The recent boom in stock values and home prices could actually hurt Black Americans by exaggerating the country’s persistent racial wealth gap, according to a new report from the Federal Reserve Board.
The Fed just released the results of its most recent Survey of Consumer Finances and, among the results, the survey says that Black Americans by and large aren’t benefiting from inflated values in the assets that make up the majority of most Americans’ wealth. Between 2016 and 2019, the median wealth of Black and Hispanic families rose faster than that of white families, but that failed to narrow the wealth gap between Black and White families, which stands at $164,100, the study showed.
But what’s worse is what could be coming. The economic recovery from the pandemic brought a spike in home equity and the value of investment and retirement portfolios, categories in which Black Americans already lag whites. That could result in an even wider gap post-pandemic.
From CNBC
“Because Black households are less likely to be invested in the stock market and on every level less likely to be engaged in the financial system, they not only entered the pandemic with large gaps, the likelihood is that we are going to see some of these gaps widen coming out of the pandemic,” said John Lettieri, the Economic Innovation Group’s president and CEO.
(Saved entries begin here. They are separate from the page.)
PR #43001, opened 2026-05-21
[ROCm] Make rocm-smi logging less verbose

Eetusjo:
📝 Summary of Changes
Change from LOG(WARNING) to VLOG(2) in recently introduced rocm-smi integration and related code.

🎯 Justification
The existing warnings are too verbose in environments where metrics queries fail for one reason another, resulting in log spam, and potentially mislead e.g. in diagnosing failing tests. Give the user control over whether to show them.

### DIFF
--- a/xla/stream_executor/rocm/rocm_executor.cc
+++ b/xla/stream_executor/rocm/rocm_executor.cc
@@ -1161,9 +1161,8 @@ RocmExecutor::CreateDeviceDescription(int device_ordinal) {
     if (pcie_bw.has_value()) {
       desc.set_pcie_bandwidth(*pcie_bw);
     } else {
-      LOG(WARNING) << "Could not determine PCIe bandwidth for device "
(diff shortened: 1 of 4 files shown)


pemeliya:
@Eetusjo are you sure we shall just mute all of these rocm-smi warnings? I mean, all of them are not informative for us?
After that, no one can figure out that we need to set proper values in TF_CPP_VMODULE to get them back

Eetusjo:
> @Eetusjo are you sure we shall just mute all of these rocm-smi warnings? I mean, all of them are not informative for us? After that, no one can figure out that we need to set proper values in TF_CPP_VMODULE to get them back

Yeah, talked about this and I'm going to restore some of the warnings esp. for failing rocm-smi API calls. I'll see if I could leave some as VLOGs to still reduce the verbosity. Didn't have time to change this yet but I'll do it asap

PR #43249, opened 2026-05-27
[XLA:GPU] Enable VMM-allocator backed VA remapping for GPU command buffers

shawnwang18:
# Command-Buffer VA Remapping: the issues with the current approach and how the new idea resolves them

This document explains the **new idea** for supporting GPU command buffers, the
**problems with the current approach** that motivated it, and **how the new idea
resolves each problem**. It stays at the level of design intent, not code.

---

## 1. Background: why command buffers need "VA remapping"

A GPU command buffer (a CUDA graph) records the **device addresses** of the
buffers it touches at the moment it is captured. Replaying the graph is cheap —
that is the whole point of command buffers. But if the allocator hands out
*different* addresses on the next run, the recorded graph is stale and must be
**updated** node-by-node before it can replay. For large graphs that update is a
real, recurring cost.

The way to avoid it is **VA remapping**, built on CUDA Virtual Memory
Management, which separates *virtual addresses* from *physical memory*:

> Record the command buffer once against a **fixed virtual address range**, and
> on each execution point those fixed addresses at whatever physical memory the
> run actually uses. The graph always sees the same addresses, so it never needs
> updating.

Both the current approach and the new idea pursue this. They differ in **how the
fixed addresses are kept valid across runs**, and in **which allocations get this
treatment** — and that difference is the source of the problems below.

---

## 2. The current approach, and the issues it creates

The current approach keeps the addresses fixed by *"re-mapping everything, every
time."* A virtual address range is reserved once, and on **every execution** the
entire range is re-pointed at the current run's physical memory. Which
allocations to remap is a **static choice** decided ahead of time (e.g. "remap
all of them" or "remap a structurally-chosen subset").

This creates three issues:

### Issue 1 — Constant re-mapping cost

Every allocation is re-mapped on every run, even allocations whose physical
address never actually changed. The driver-level remap work is paid continuously,
run after run, regardless of whether anything moved.

### Issue 2 — Double-buffering overhead

You cannot re-map a virtual address range while the GPU is still reading it. To
work around this, the current approach **double-buffers**: it alternates between
two reservation sets so the CPU can re-map one while the GPU executes on the
other, synchronized by an event. This costs two reservation sets, two copies of
the graph per device, extra plumbing to alternate between them, and a
cross-execution synchronization point.

### Issue 3 — A static, all-or-nothing guess

The choice of which allocations are stable enough to pin is made **statically**,
before the program has run. It is a guess: it cannot tell which allocations are
*genuinely* stable at runtime, so it must either over-commit (pin allocations
that actually move, forcing fallback work) or under-commit (leave stable
allocations updating needlessly). The policy also lives **inside the
command-buffer thunk**, coupling the thunk tightly to virtual addresses and remap
modes.

---

## 3. The new idea

The new idea reframes the goal as *"don't re-map when nothing changed, and only
pin the allocations that are actually stable."* It rests on three shifts, each of
which targets one of the issues above.

### Shift 1 — Reuse persistent mappings *(resolves Issue 1)*

Instead of tearing down and rebuilding the address-to-memory mapping every run,
the mapping is made **persistent and reusable**. In steady state an allocation
usually lands at the same physical memory each iteration, so the existing mapping
is simply kept — most runs do **no driver-level remapping at all**. Re-mapping
happens only when an address genuinely changes. When teardown is needed it is
deferred and ordered against the GPU stream, rather than forcing the host to
wait.

→ The continuous remap cost of Issue 1 disappears: work is paid only on real
change.

### Shift 2 — Drop double-buffering *(resolves Issue 2)*

Once mappings are reused rather than rebuilt, there is no longer any reason to
overlap "CPU re-mapping" with "GPU executing" — the common path performs no
re-mapping to overlap. So the entire double-buffering apparatus (two reservation
sets, the alternating index, the synchronization event) is **removed**, replaced
by a single persistent reservation per device that is created once and reused for
the executable's lifetime.

→ The structural overhead and synchronization point of Issue 2 are eliminated.

### Shift 3 — Learn the policy adaptively *(resolves Issue 3)*

Rather than statically guessing which allocations are stable, the executable
**watches the first couple of executions** and then freezes a decision:

- Allocations whose address proves **stable** are pinned to a fixed virtual
  address — recorded once, never updated.
- Allocations that **move** are left alone — they keep using ordinary
  command-buffer updates.

The stable/dynamic split is therefore *learned from real behavior* instead of
assumed. The remap-vs-update **policy is also decided centrally** (by the
executable) and simply handed to the command-buffer thunk for each execution, so
the thunk no longer needs to know about remap modes or virtual addresses — it
just applies the policy it is given. (The old static modes still exist, expressed
as special cases of this same general mechanism.)

→ The mis-guessing and the tight coupling of Issue 3 are both resolved: the
decision is data-driven and made in one place.

---

## 4. Summary

| Issue with current approach | How the new idea resolves it |
|---|---|
| Re-maps every allocation on every run, even unchanged ones | Reuses persistent mappings; re-maps only on real change |
| Double-buffering: two reservation sets, duplicate graphs, sync event | Single persistent reservation; no overlap needed, so no double-buffering |
| Static, all-or-nothing guess of which allocations to pin, baked into the thunk | Adaptive split learned from observed stability; policy centralized and handed to the thunk |

### In one sentence

> The current approach keeps command-buffer addresses fixed by **re-mapping
> everything on every run** (and double-buffers to hide the cost); the new idea
> keeps them fixed by **reusing persistent mappings** and pins only the
> allocations it has **observed to be stable**, leaving the rest to normal
> updates.

# Benchmark results
image

  🧪 Unit Tests:
  Added and updated coverage for:
  - `//xla/stream_executor/cuda:cuda_device_address_vmm_allocator_test`
    - VMM allocation/deallocation behavior
    - mapped allocation and reservation alias handling
    - stale allocation/mapping reuse
    - deferred unmap/deallocation batching
    - PA-budget reclaim behavior
    - multi-device allocator isolation
  - `//xla/backends/gpu/runtime:command_buffer_thunk_test`
    - verifies command-buffer update policy skips commands whose allocations are
      VA-remapped.
  - `//xla/service/gpu:gpu_executable_test`
    - verifies command-buffer allocation index collection skips MLIR constants.

  🧪 Execution Tests:
  Added CUDA/Hopper-gated PJRT execution coverage in
  `//xla/pjrt/gpu:se_gpu_pjrt_client_test` for:
  - VMM allocator setup and basic E2E execution
  - command-buffer VA remapping for fusion, GEMM/cuBLAS, conditional, while, and
    dynamic-slice fusion workloads
  - repeated single-range VA reuse
  - `CAPTURE_CMD_NEVER_UPDATE` custom library command execution
  - interleaved execution of multiple executables with independent VA reservations


phambinhfin:
Hi @shawnwang18, thanks for the great work on this.
One thing I want to raise about dropping the double buffer for a single persistent
reservation: it really only wins when the physical addresses stay the same across
steps, so the remap almost never happens.  So for static-shape models it's totally fine. But this stability is not guaranteed in general.. With a
single reservation, every remap step has to synchronize first (wait for the GPU
to finish before we touch the mapping), so we lose the CPU/GPU overlap that the
double buffer gave us. On those workloads it could be a regression vs double buffer.
So my suggestion: maybe keep the double buffer for now, and just add the "only
remap the slices that actually changed, skip the ones that didn't" optimization
on top of it. That way we still cut most of the remap cost, but we don't lose the
overlap safety net when addresses do move.

shawnwang18:
@phambinhfin Thanks for the comments, you raised the key point: 

```
every remap step has to synchronize first (wait for the GPU
to finish before we touch the mapping), so we lose the CPU/GPU overlap that the
double buffer gave us
```

we definitely want to avoid the synchronization introduced by remap. keeping both double buffering and reused-based remapping may achieve this, but still have challenges: 
1. One downside of keeping both is that the design is too complex, I want the design to be clean. 
2.  We may still can not hide the remapping cost with VA-range multiplexing, because cuda VMM APIs are required to set all peer device memory's VMM access, the cost is very high, it has a high chance that VMM cost is larger than the device run time. 

While, actually we can achieve this even without double buffering, below is the key point: 

1.  we will not try to do the VA-remapping for all buffers, instead we will allow some buffers to have non-persisitent addresses,  so for some command, if all its buffer allocations are from VA-remapped addresses, then it will alway skip command buffer update.  and if the command has any allocation are non-persisitent, then the command will require UPDATE.  

2. We will put those allocations to the non-persisitent set if we have no way to avoid VA-remapping across steps ( for exampke, output buffers that are not freed by the caller when entering the next step). 

3. For real workloads, I observed that the allocations address that have no way to preserve on the next step is very few, usually only the output buffers that that are not freed by the caller when entering the next step), for those output buffers, we can have below options: 

3.1 .  we do a copy of those buffers, and return the copied buffer to the caller (this PR implements this optimization), this approach works because this buffers are usually metrics buffer, and just a scalar, so copying them is low cost.  With copying, we can have a stable address for the source buffer of the copying, so single reservation range will not introduce VA-remap that needs CPU/GPU synchronization. 

3.2 . And there are not many of these buffers usually, update the command buffer nodes that access these buffers should be fine, we can just exclude them from the VA-remap.

phambinhfin:
Hi @shawnwang18, this resonates a lot — I actually tried a very similar copy-based
approach befor.
The idea was the same as yours: map a small set of physical "pool" slots to
permanent VA addresses once at startup, record the graph against those stable
VAs, and then per iteration just D2D-copy the param data into the pool before
replay and copy the live-outs back after. Since the graph always sees the same VA,
there's no per-iteration map/unmap/setaccess at all — we map once, then it's pure
replay + copy, so no VA-remap and no CPU/GPU sync.
In micro-benchmarks it was a big win — ~23x ,  transformer step and
~24x for  pmap+allreduce — exactly because the copied buffers were small
and the D2D copy (~2.9us/MB at HBM bandwidth for the devices i tested) is way cheaper than the NCCL re-trace
it avoids.
The reason I didn't push it further: in my version I copied ALL command-buffer
allocations (params + temps + live-outs). That's fine when buffers are small, but
once the model's inputs/outputs get big, the D2D copy cost stops being negligible
and starts eating the benefit (and the pool memory grows with the number of slots
too). So copying everything doesn't scale.
But your point that these are usually just small metric/scalar buffers is the key.
If we copy ONLY the small buffers — add a size check / threshold, copy the ones
below it and leave the large buffers on the normal path — we keep the cheap-copy
benefit and avoid the expensive copies for big I/O. Great idea!

PR #43375, opened 2026-05-28
[ROCm] Fix dot_bf16.hlo test

nurmukhametov:
kDot (bf16 x bf16 -> f32) is unsupported by hipBLASLt on gfx90a (MI200) and relied on the legacy cublas fallback removed in 115a93ed. Disable the test on mi200 and switch the ROCm RUN line to %{GPU}.txtpb so gfx1250 (and future ROCm targets) use their own spec instead of mi200's.

### DIFF
--- a/xla/backends/gpu/tests/BUILD
+++ b/xla/backends/gpu/tests/BUILD
@@ -808,6 +808,7 @@ lit_test_suite_for_gpus(
             "pdl.hlo",
         ],
         "mi200": [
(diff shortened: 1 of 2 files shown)


draganmladjenovic (approved):
LGTM

nurmukhametov:
@xla-rotation could I get a review on this, please?

dimitar-asenov (approved):

PR #43381, opened 2026-05-28
[xla:gpu] Migrate to DynamicSliceFusionRewriterV2

ezhulenev:
Migrate `xla_gpu_enable_dynamic_slice_fusion` flag to `DynamicSliceFusionRewriterV2`. This change intentionally drops support for `ReduceScatter` wrapping, it will be added separately. This flag is disabled by default, this PR tests that users that do enable it explicitly passes all the test. Enabling this flag by default will be in the followup PR.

The primary way that Americans build wealth and invest is through retirement plans, and there have been enormous disparities between Black and white Americans on that front. Many Black Americans missed out on the hefty gains from the stock market because they often hold occupations where employers are unlikely to offer an employer-sponsored retirement plan.
The typical white family’s home is worth about $230,00, while the typical Black family’s home is worth $150,000, a spread caused by a mix of residential segregation, gaps in income and money for down payments and differences in home appreciation in Black and white neighborhoods, according to the Fed survey.
At the same time, the study notes that only 35% of Black Americans had retirement accounts in 2019, while 65% of whites do, and there’s a gap of about $30,000 in the average value of those accounts. About the same percentages of Black and white families–34% and 61%, respectively–owned stocks.
After dipping right at the start of the pandemic, stock values have skyrocketed since 2020. Home values have largely done the same, as low interest rates and an undersupply of available homes pushed prices higher across the country.